'''

PR #326, opened 2015-06-29
Inheritance support in configuration proxying

elandau:
* Support proxying methods from inherited interfaces
* Remove incorrect setting of default value when parsing non-primitive types in fast properties
* Delegate parsing of various types to Decoder

### DIFF
--- a/archaius2-core/src/main/java/com/netflix/archaius/ProxyFactory.java
+++ b/archaius2-core/src/main/java/com/netflix/archaius/ProxyFactory.java
@@ -3,13 +3,10 @@ package com.netflix.archaius;
 import java.lang.reflect.InvocationHandler;
 import java.lang.reflect.Method;
 import java.lang.reflect.Proxy;
-import java.util.Comparator;
 import java.util.HashMap;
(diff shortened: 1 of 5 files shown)


archaius2-core/src/main/java/com/netflix/archaius/ProxyFactory.java
```diff
@@ -68,6 +70,24 @@ private String derivePrefix(Configuration annot, String prefix) {
         return prefix + ".";
     }
     
+    /**
+     * Populate a set of all interface and sub interface methods via recursion.
+     * Give top level overrides priority over methods defined in super-interfaces
+     * @param type
+     * @param methods
+     */
+    private void fillConfigMethods(Class<?> type, Set<Method> methods) {
```
tbak: You can get all methods via Class.getMethods() call.

elandau: True.  I was following a pattern from governator.  I need to understand why governator didn't use getMethods().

'''

=== Requirement ===
Where does the word "ProxyFactory" appear in the records? Copy every line that holds it.

=== Result of the task ===
--- a/archaius2-core/src/main/java/com/netflix/archaius/ProxyFactory.java
+++ b/archaius2-core/src/main/java/com/netflix/archaius/ProxyFactory.java
archaius2-core/src/main/java/com/netflix/archaius/ProxyFactory.java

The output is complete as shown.